At regular intervals we are receiving CSV files from an external source that we have little control over. These files are complete sets of current records; however, any records that have been deleted since the previous are not present. We would like to compare the two files and create a separate file of deleted records so we can do some additional processing on them. In an application in another area we have a commercial sort package (CoSort) that does this out of the box; however, we don't have access to that here. The volumes aren't that large, though, and it seems like this is something that standard or free tools might be able to handle quite easily.
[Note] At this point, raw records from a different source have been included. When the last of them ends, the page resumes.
PR #163, opened 2016-11-14
Network service-tests use framework helper

breakreturn:


servicetest/networkgateway/test_network_gateway.py
```diff
@@ -226,8 +250,5 @@ def test_ip_diversity(self):
             assert 0 == testhelper.compare_ips(CURRENT_DIR, "f1", "f2")
```
kursatkobya, line 252: This can create problems later.

tobsan (changes requested):
Can we please remove google.com from these tests. If we want to use something else than example.com, we can use example.org or example.net, see https://tools.ietf.org/html/rfc2606#section-3

servicetest/testframework/testhelper.py
```diff
@@ -150,14 +198,48 @@ def __file_name(self):
...
-        h = EnvironmentHelper(file_base_path)
+        env_vars_file_base_path = env_vars_file_base_path_parsed_value.pop()
+        h = EnvironmentHelper(env_vars_file_base_path)
         # Get the environment from inside the container
         env_vars = h.get_env_vars()
         # Dump the information for the helper to read back later in the tests
         h.write_result(env_vars)
+
+    do_ping_file_base_path_parsed_value = getattr(args, DO_PING_OPTION)
+    if do_ping_file_base_path_parsed_value is not None:
```
DunderRoffe: really hard to read as the variables due to the combination: long and similar. Consider dropping the prefix and add a comment instead.

DunderRoffe (changes requested):

servicetest/testframework/testhelper.py
breakreturn: I agree. I think this structure will need to change anyway, when and if we can make use of this generic helper design. But point taken, I will try to find some better names or use whitespace for an easier time for the eye.

servicetest/networkgateway/test_network_gateway.py
breakreturn: Added a comment that this is broken at the moment.

DunderRoffe (approved):

tobsan (approved):

PR #168, opened 2016-11-17
Unique IP address

kursatkobya:
Generation of unique IP address for each SoftwareContainer
Updates related service test environment


libsoftwarecontainer/src/gateway/networkgateway.h
```diff
@@ -98,39 +92,40 @@ class NetworkGateway :
...
      */
-    virtual bool isBridgeAvailable();
+    virtual ReturnCode isBridgeAvailable();
 
-    std::string m_ip;
+    struct in_addr m_ip;
+    uint32_t m_netmask;
     std::string m_gateway;
 
+
```
DunderRoffe: why the extra whitespace

libsoftwarecontainer/src/softwarecontainer.cpp
```diff
@@ -55,9 +54,10 @@
 
 namespace softwarecontainer {
 
-SoftwareContainer::SoftwareContainer(std::shared_ptr<Workspace> workspace, const std::string &containerID) :
+SoftwareContainer::SoftwareContainer(std::shared_ptr<Workspace> workspace, const ContainerID id) :
```
DunderRoffe, line 57: Would be nice to have the string prefix as well here or maybe the ContainerID type should be changed to a std::string.

DunderRoffe (changes requested):

libsoftwarecontainer/src/softwarecontainer.cpp
kursatkobya: I couldn't reason it, i think agent shouldn't deal with LXC related id. 
The idea of changing id to integer was spin-off from stand-up to get rid of comparision in gateways.

DunderRoffe (approved):

breakreturn (approved):

PR #169, opened 2016-11-18
Add gateway ip and netmask

kursatkobya:
Adding gateway ip and network mask bits input to NetworkGateway constructor

### DIFF
--- a/libsoftwarecontainer/src/gateway/networkgateway.cpp
+++ b/libsoftwarecontainer/src/gateway/networkgateway.cpp
@@ -24,16 +24,30 @@
 #include "networkgateway.h"
 #include "networkgatewayparser.h"
 
-NetworkGateway::NetworkGateway(const int32_t id) :
+NetworkGateway::NetworkGateway(const int32_t id,
+                               const std::string gateway,
+                               const uint8_t maskBits) :
     Gateway(ID),
-    m_netmask(0xFF),
-    m_gateway("10.0.3.1"),
+    m_gateway(gateway),
     m_interfaceInitialized(false),
-    m_containerID(id) { }
-
-NetworkGateway::~NetworkGateway()
+    m_containerID(id)
 {
+    /*
+     * Netmask are used for determining range of ip adress assignment. maskBits represent bit-count
+     * for creating ip range starting from least significant bit of m_gateway. Since an ipv4 address
+     * consist of 32 bits, maskBits shall not be greater than 32. And since bit 0 and bit 31 cannot
+     * give a range but a single exact value, those will not be accepted as a maskBits.
+     */
+    if (maskBits > 31 || maskBits < 1) {
+        log_error() << "inappropriate netmask : " << maskBits;
+        throw ReturnCode::FAILURE;
+    }
+
+    // value of m_netmask interprets maskBits to a mask integer to calculate range.
+    m_netmask = (1L<<(32-maskBits));
 }
+
+NetworkGateway::~NetworkGateway() { }
 
 ReturnCode NetworkGateway::readConfigElement(const json_t *element)
 {
--- a/libsoftwarecontainer/src/softwarecontainer.cpp
+++ b/libsoftwarecontainer/src/softwarecontainer.cpp
@@ -121,7 +121,13 @@ ReturnCode SoftwareContainer::init()
     }
 
 #ifdef ENABLE_NETWORKGATEWAY
-    addGateway(new NetworkGateway(m_containerID));
+    try {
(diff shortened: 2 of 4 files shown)


libsoftwarecontainer/src/gateway/networkgateway.cpp
```diff
@@ -24,17 +24,25 @@
...
-NetworkGateway::~NetworkGateway()
+    m_containerID(id)
 {
+    if (maskBits > 31 || maskBits < 1) {
+        log_error() << "inappropriate netmask : " << maskBits;
+        m_netmask = 0xFF;
+        return;
+    }
+
+    m_netmask = (1L<<(32-maskBits));
```
breakreturn, line 47: I would appreciate more comments around these parts.

libsoftwarecontainer/unit-test/networkgateway_unittest.cpp
```diff
@@ -27,7 +27,7 @@ class MockNetworkGateway :
     public NetworkGateway
 {
 public:
-    MockNetworkGateway():NetworkGateway(11) {}
+    MockNetworkGateway():NetworkGateway(11,"10.0.3.1", 0) {}
```
breakreturn: Spaces here and above. :D

libsoftwarecontainer/src/gateway/networkgateway.cpp
DunderRoffe: I think you should write the magic numbers in hex or binary when dealing with bits

DunderRoffe (approved):

libsoftwarecontainer/src/gateway/networkgateway.cpp
```diff
@@ -24,17 +24,33 @@
...
+     * for creating ip range starting from least significant bit of m_gateway. Since an ipv4 address
+     * consist of 32 bits, maskBits shall not be greater the 32. And since bit 0 and bit 31 cannot
+     * give a range but a single exact value, those cannot be accepted as a maskBits.
+     *
+     * value of m_netmask interprets maskBits to a mask integer to calculate range.
+     */
+    if (maskBits > 31 || maskBits < 1) {
+        log_error() << "inappropriate netmask : " << maskBits;
+        m_netmask = 0xFF;
+        return;
```
tobsan: I would like to see an exception being thrown here actually.

tobsan (changes requested):

libsoftwarecontainer/src/gateway/networkgateway.cpp
kursatkobya: Good idea, consider it done.

libsoftwarecontainer/src/gateway/networkgateway.cpp
```diff
@@ -24,17 +24,32 @@
...
+     * give a range but a single exact value, those cannot be accepted as a maskBits.
+     *
+     * value of m_netmask interprets maskBits to a mask integer to calculate range.
+     */
+    if (maskBits > 31 || maskBits < 1) {
+        log_error() << "inappropriate netmask : " << maskBits;
+        throw ReturnCode::FAILURE;
+    }
+
+    m_netmask = (1L<<(32-maskBits));
```
tobsan, line 47: A comment about this would be helpful.

libsoftwarecontainer/src/softwarecontainer.cpp
```diff
@@ -121,7 +121,12 @@ ReturnCode SoftwareContainer::init()
     }
 
 #ifdef ENABLE_NETWORKGATEWAY
-    addGateway(new NetworkGateway(m_containerID));
+    try {
+        addGateway(new NetworkGateway(m_containerID, "10.0.3.1", 16));
+    } catch (ReturnCode failure) {
+        log_error() << "inappropriate netmask";
```
tobsan: This error message could be made clearer.

breakreturn (approved):

libsoftwarecontainer/src/gateway/networkgateway.cpp
kursatkobya: There is a huge comment block explaining the snippet. I just didn't want over-commenting. But surely i can add a comment if you don't think the comment above is not sufficient.

breakreturn: I suggest you move the part from the block comment that is about the last line so it reads nicer totally, i.e split the comment up to be aligned with the organization of the code.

Ideally this would take the form of a Windows batch file, but Perl or awk solutions would be okay too. Example input files:
Previous File:
X_KEY,X_NAME,X_ATTRIBUTE
123,Name 123,ATT X
111,Name 111,ATT X
777,Name 777,ATT Y
Incoming File:
X_KEY,X_NAME,X_ATTRIBUTE
777,Name 777,ATT Y
123,Name 123,ATT CHANGED
Resulting File should be at a minimum:
111,Name 111
But if the attributes from the deleted records come through too, that is fine.
So far I have a batch file that uses freeware CMSort to sort the two files minus the header record to make it easier for some type of diff process:
REM Sort Previous File, Skip Header
C:\Software\CMSort\cmsort.exe /H=1 x_previous.txt x_previous_sorted.txt
REM Sort Incoming File, Skip Header
G:\Software\CMSort\cmsort.exe /H=1 x_incoming.txt x_incoming_sorted.txt
But the 'compare and show only the missing records from the first file' bit is eluding me. Part of the complexity is numerous attributes can change among the records that are left, so it isn't a pure diff. However, it feels like a specialized diff command--one that is limited to checking just the key field, not the entire record. I can't seem to get the syntax correct, though. Ideas? Record counts shouldn't exceed 50k records.
Note: If this were SQL and the data were sitting in tables, we could use the EXCEPT operator but moving the data to the database in this case is not an option.